You could chop em up and make salmon salad (like tuna salad only smoked)! Or how about  a salmon bisque!

*Smoked Salmon Salad* 
12 lg. eggs, hard-cooked, shelled & coarsely chopped
2 ribs celery, chopped
1 sm. red onion, minced
3 tbsp. fresh dill, chopped
5 oz. smoked salmon, cut into 1/4 inch, diced
1 c. (or as needed) Hellmann's light mayonnaise
Salt & freshly ground pepper to taste

Place the eggs, celery, onion, dill and salmon in a mixing bowl and toss to combine. Stir in enough mayonnaise to bind the salad, being careful not to make it too wet. Season to taste with salt and pepper. Refrigerate for several hours to allow the flavors to blend.

*Brian’s Salmon Bisque*
1/4 cup butter
1/3 cup all purpose flour
1 quart vegetable stock or broth
1 qt. half & half
1/2 cup sherry (I used sweet sherry)
1 tablespoon Worcestershire sauce
2 teaspoons lemon juice
1 teaspoon tabasco sauce
1/2 teaspoon Old Bay seasoning
1/4 teaspoon ground white pepper
8 ounces smoked salmon all chopped up into little bits

Melt butter in Dutch oven. Whisk in flour until smooth. Cook, stirring continuously for 5 minutes. Gradually stir in vegetable stock avoiding making lumps. Bring to a boil. Reduce heat and simmer for 10 minutes. 

Add half&half and next 6 ingredients. Stir continuously and cook until warm. Stir in chopped salmon.

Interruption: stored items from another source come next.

PR #496, opened 2024-07-07
Client vs server build integrity check + server startup print neo_version info

### LINKED ISSUE #437: [FEATURE] Output of build date + hash in console for server ops
### Description

Add an output of build date + hash in console for server ops on launching the server/map change

### Proposed Solution

As a server op, I would want to see the build date + hash in the console when launching the server or when the map changes, so that I can easily find out what version I'm running, plus it will appear in the logs so that will be helpful too.

### Alternatives Considered

The `neo_version` command, but I will need to enter that every time or include it in the autoexec, which are both options which are not as neat as just having it outputted by itself, as well it will be server-dependent, so if I checkout a log from a different server and they don't have that command in autoexec, I wouldn't know what version they're running.

### Additional Context

_No response_

### LINKED ISSUE #485: [FEATURE] Hash/version check for clients before joining server
### Description

In previous playtests, people have joined with outdated builds, which has caused people to not have 1:1 experiences with others. It has also led to reporting outdated bugs, which have already been fixed

### Proposed Solution

Add a check for the client before it joins a server so that the players cant connect with an outdated version of the game

### Alternatives Considered

_No response_

### Additional Context

_No response_

nullsystem:
## Description

* Server now just prints neo_version on startup
* Server and client long git hashes are now matched up on startup to check build integrity. If they don't, the client cannot connect unless they have matching git hashes.
* Server convar `neo_sv_build_integrity_check` to enable/disable this integrity check feature. Enabled by default.
* Server convar `neo_sv_build_integrity_check_allow_debug` to enable/disable integrity checking for debug clients. Disabled by default for release builds, enabled by default for debug builds.
    * A warning message will indicate if a client bypassed the checking
    * Debug bypass is determined by the first byte's final bit of (8-bits) char. 1 = debug build, 0 = release build.
    * String matching will first mask out that char so even if `neo_sv_build_integrity_check_allow_debug` is disabled, a matching git hash between debug client and server can still be matched.

## Toolchain

- Windows MSVC VS2022

## Linked Issues

* fixes #437
* fixes #485

## Examples
Client-side example of integrity check fail setting bogus "foobar" to trigger it:
clientintegrityfailexample

Server side will log this line:
```
Dropped PLAYER from server (Build integrity failed! Client vs server mis-match: Check your neo_version. Client: foobar | Server: e266b6d)
```

### DIFF
--- a/mp/src/game/shared/neo/neo_version.cpp
+++ b/mp/src/game/shared/neo/neo_version.cpp
@@ -3,12 +3,11 @@
 #include "convar.h"
 #include "dbg.h"
 
-namespace {
-void neoVersionCallback()
+void NeoVersionPrint()
 {
 #if defined(GAME_DLL)
 	static constexpr char HEADER[] = "neo_version (Server's build info):";
-#else defined(CLIENT_DLL)
+#elif defined(CLIENT_DLL)
 	static constexpr char HEADER[] = "neo_version (Client's build info):";
 #endif
 	Msg("%s\n"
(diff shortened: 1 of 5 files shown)


Rainyan:
As a rogue feature request: could we get some kind of "I know what I'm doing, just let me in" magic bit that's toggled if you're trying to join using a debug build? For dev convenience.

nullsystem:
@Rainyan I've tried to do the leading char-bit, but looks like the engine really didn't like that. So probably more like some magic number prefix instead.

nullsystem:
@Rainyan Implemented debug integrity bypass in: https://github.com/NeotokyoRebuild/neo/pull/496/commits/44c04c45a996910be17e8e6f001476d9f9b59035

mp/src/game/shared/neo/neo_version.cpp
```diff
@@ -3,12 +3,11 @@
...
-void neoVersionCallback()
+void NeoVersionPrint()
 {
 #if defined(GAME_DLL)
 	static constexpr char HEADER[] = "neo_version (Server's build info):";
-#else defined(CLIENT_DLL)
+#elif defined(CLIENT_DLL)
 	static constexpr char HEADER[] = "neo_version (Client's build info):";
 #endif
 	Msg("%s\n"
```
brysondev, line 13:
```suggestion
	Msg("%s\n"
```
`Msg(static_cast<tchar>("%s\n"`?

nullsystem: No

brysondev (approved):
lgtm

AdamTadeusz (approved):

Serve immediately.


----------



## vulcan75001 (Jun 9, 2007)

can we say ...fish jerky...
	

	
	
		
		



		
			






 I guess ya did over do it a little...


----------



## deejaydebi (Jun 9, 2007)

I was going to suggest smoked creamed salmon on texas toast with a side salad


----------



## crewdawg52 (Jun 9, 2007)

Very easy....little mayo, capers, red onion....great on crackers!


----------



## chrish (Jun 9, 2007)

heck ya make some into cracker dip out of it.

let me look here as ive got a good book on things to make in this case


----------



## chrish (Jun 9, 2007)

try this
6 oz of your salmon   break it up
2 tsp finely diced or grated onion
1/4 tsp salt
8 oz cream cheese
1 tbsp lemon juice
1/4 tsp liquid smoke
1 tsp horseradish  or omit
1/2 tsp MSG
fresh parsley

mix up and chill surve with crackers or wheat thins


----------



## ajthepoolman (Jun 10, 2007)

I'm surprised no one mentioned what I ultimately did.

The dog didn't mind them one bit!  I figured there weren't any bones in them, so she would be fine.  Thankfully I had also broiled up some orange roughy, so our plates weren't empty.

Next time I overcook my salmon I will give one of the suggestions above a try.

Thanks all!

Aj


----------



## gypsyseagod (Jun 10, 2007)

was it like watching the dog chew bubblegum ?? i like fish jerky myself


----------



## deejaydebi (Jun 10, 2007)

That's always the last resort AJ. There's almost always something you can do but bribing the dog never hurts.


----------



## ajthepoolman (Jun 11, 2007)

She is an 8 year old 80 pound lab who had a little problem getting one of the fillets to breakdown, but ultimately she won.


----------